BEGIN
PR #232, opened 2018-03-27
feat(911): Support subdirectory [6]

d2lam:
Instead of starting builds right after we get the `jobsToStart`, it will need to check if `sourcePaths` exists. If it exists, then check if the `changedFiles` is in `sourcePaths`. Only then, it will start the job.

Blocked by: 
- https://github.com/screwdriver-cd/scm-github/pull/83
- https://github.com/screwdriver-cd/config-parser/pull/56
- https://github.com/screwdriver-cd/screwdriver/pull/940

### DIFF
--- a/lib/eventFactory.js
+++ b/lib/eventFactory.js
@@ -173,7 +173,15 @@ function createBuilds(config) {
                     changedFiles,
                     sourcePaths: j.sourcePaths
                 })
-            ));
+            )).then((buildsCreated) => {
+                const nobuilds = buildsCreated.every(b => b === null);
+
+                if (nobuilds) {
+                    throw new Error('No jobs to start');
+                }
+
+                return buildsCreated;
+            });
         });
 }
 
--- a/lib/eventFactory.js
+++ b/lib/eventFactory.js
@@ -100,7 +100,7 @@ function startBuild(config) {
                 }
 
                 // source path is directory
-                return file.includes(source);
+                return file.startsWith(source);
             }));
     }
 
--- a/lib/eventFactory.js
+++ b/lib/eventFactory.js
@@ -74,10 +74,13 @@ function getJobsFromPR(config) {
 }
 
 /**
- * [createBuild description]
+ * Starts the build if the changed file is part of the sourcePaths, or if there is no sourcePaths
  * @method startBuild
- * @param  {[type]}    config [description]
- * @return {[type]}           [description]
+ * @param  {Object}   config                configuration object
+ * @param  {Object}   config.buildConfig    Build Config to create the build with
+ * @param  {Array}    config.changedFiles   List of files that were changed
+ * @param  {Array}    config.sourcePaths    List of soure paths
+ * @return {Promise}
  */
 function startBuild(config) {
     /* eslint-disable global-require */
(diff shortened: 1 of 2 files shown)


lib/eventFactory.js
```diff
@@ -73,6 +73,32 @@ function getJobsFromPR(config) {
...
+    const BuildFactory = require('./buildFactory');
+    const buildFactory = BuildFactory.getInstance();
+    /* eslint-enable global-require */
+    const { buildConfig, changedFiles, sourcePaths } = config;
+    let hasChangeInSourcePaths = true;
+
+    // Only check if sourcePaths exists
+    if (sourcePaths) {
+        hasChangeInSourcePaths = changedFiles.some(file =>
+            sourcePaths.some(source => file.includes(source)));
```
tkyi: What if `sourcePaths = ['src/folder']` and `changedFiles = ['src/folder/file.txt']`? Will this logic still work?

lib/eventFactory.js
```diff
@@ -73,6 +73,32 @@ function getJobsFromPR(config) {
...
+    /* eslint-disable global-require */
+    const BuildFactory = require('./buildFactory');
+    const buildFactory = BuildFactory.getInstance();
+    /* eslint-enable global-require */
+    const { buildConfig, changedFiles, sourcePaths } = config;
+    let hasChangeInSourcePaths = true;
+
+    // Only check if sourcePaths exists
+    if (sourcePaths) {
+        hasChangeInSourcePaths = changedFiles.some(file =>
```
tkyi, line 95: Should we short circuit if `changedFiles = []`?

lib/eventFactory.js
d2lam: Yes. that is the test case. https://github.com/screwdriver-cd/models/pull/232/files#diff-88f33fafc6c2f1254b793e6e56a1917aR458

lib/eventFactory.js
d2lam: If it's `[]`, I think it will just be similar to `[].forEach`, which will do nothing. So I don't think we need to short circuit.

lib/eventFactory.js
d2lam: It goes through the changed files list and check if **ANY** of the changed file includes **ANY** of the sourcePaths

`'src/folder/file.txt'.includes('src/folder') === true`

**[EDIT]**
Actually, I see some problems with this, because
`'src/folder/file.txt'.includes('src/fold')` is also true

Probably need to do some extra parsing...

lib/eventFactory.js
tkyi: Okay

lib/eventFactory.js
```diff
@@ -73,6 +73,42 @@ function getJobsFromPR(config) {
...
+            sourcePaths.some((source) => {
+                let path = source;
+
+                // make sure it's in this format foo/bar/
+                // because with changedFile as 'foo/barTest.md', it should return false
```
tkyi: Wondering if it's possible for a `sourcePath` to be an exact path to a file, because this logic would break in that case

test/lib/eventFactory.test.js
```diff
@@ -7,12 +7,12 @@ const PARSED_YAML = require('../data/parserWithWorkflowGraph');
 
 sinon.assert.expose(assert, { prefix: '' });
 
-describe('Event Factory', () => {
+describe.only('Event Factory', () => {
```
tkyi: Remove "only"

lib/eventFactory.js
```diff
@@ -73,6 +73,40 @@ function getJobsFromPR(config) {
...
+    if (sourcePaths) {
+        hasChangeInSourcePaths = changedFiles.some(file =>
+            sourcePaths.some((source) => {
+                // source path is a file
+                if (source.slice(-1) !== '/') {
+                    return file === source;
+                }
+
+                // source path is directory
+                return file.includes(source);
```
tkyi: Do we need to check if the path matches from the beginning?

For example,
if `file = 'foo/bar/baz/meow.txt'` and `source = 'bar/baz/'`, `file.includes(source)` will still return `true`.

tkyi (approved):
LGTM 👍

lib/eventFactory.js
```diff
@@ -138,7 +168,11 @@ function createBuilds(config) {
 
             // Start builds
             return Promise.all(jobsToStart.map(j =>
-                buildFactory.create(Object.assign({ jobId: j.id, eventId }, eventConfig))
+                startBuild({
```
minzcmu: Can we throw err when no build can be started? it's easier for the user and us to figure out what happened when no build is starting

minzcmu (changes requested):

minzcmu (approved):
END
:: EXERCISE DETAILS ::
Your response should be the exact lines running from the one with "tkyi: Do we" to the final line of the material above.

:: ANSWER TO THIS EXERCISE ::
tkyi: Do we need to check if the path matches from the beginning?

For example,
if `file = 'foo/bar/baz/meow.txt'` and `source = 'bar/baz/'`, `file.includes(source)` will still return `true`.

tkyi (approved):
LGTM 👍

lib/eventFactory.js
```diff
@@ -138,7 +168,11 @@ function createBuilds(config) {
 
             // Start builds
             return Promise.all(jobsToStart.map(j =>
-                buildFactory.create(Object.assign({ jobId: j.id, eventId }, eventConfig))
+                startBuild({
```
minzcmu: Can we throw err when no build can be started? it's easier for the user and us to figure out what happened when no build is starting

minzcmu (changes requested):

minzcmu (approved):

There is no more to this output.